It is the same young
man who broke through the crowd, and at the risk of getting his own
head cracked took the part of the helpless little ragamuffin, not
knowing he was a king.
That sounds like a romance--and it is; but, fellows, the same thing in
all its interesting elements and its happy outcome is happening
to-day in the streets and homes of your town and mine. All about us
there are folks being set upon--cruelly set upon. The tormentors may
not be ruffians in flesh and blood. They may simply be cruel
circumstances. Sometimes fire, sometimes sickness, sometimes financial
loss, sometimes accident, sometimes a combination of a number of
pestering calamities, getting the victim down and making life very
miserable in mind and uncomfortable in body.
Now think of the folks in your block, fellows; how many of them are in
some sad plight which would make you shrink from exchanging places
with them? They are being set upon; can you get in there and help in
some way,--you with your good free strong arm, your big, sympathetic
heart, your pocketbook, your resources of interest and fun?
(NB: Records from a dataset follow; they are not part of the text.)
PR #14347, opened 2022-08-15
It is best a constant

yzcyayaya:
testutil:  It is best a constant

Because individual numbers are not constants very unfriendly

Record


spzala (commented):
@yzcyayaya thanks for the PR but since the variable is local, I think there is no need to make changes.

spzala:
@yzcyayaya thanks again, closing it considering changes are not required. Please continue helping project with work on open issues or other improvements.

And whom will you choose to help, and why? Will it be Tom Jones up
here on the corner, who broke his arm and needs somebody to come sit
with him and talk,--Tom Jones, who is rich and has a car of his own,
and who will likely share it with you when he gets well, if you are
good to him? Or will it be little Willie Bell over there across the
railroad, who is a hopeless cripple, whose folks are poor as anything,
and who can probably never repay you in any sort of way?
Do you know, fellows, why some folks choose the Willie Bells to help?
Why, it is because they love Jesus Christ.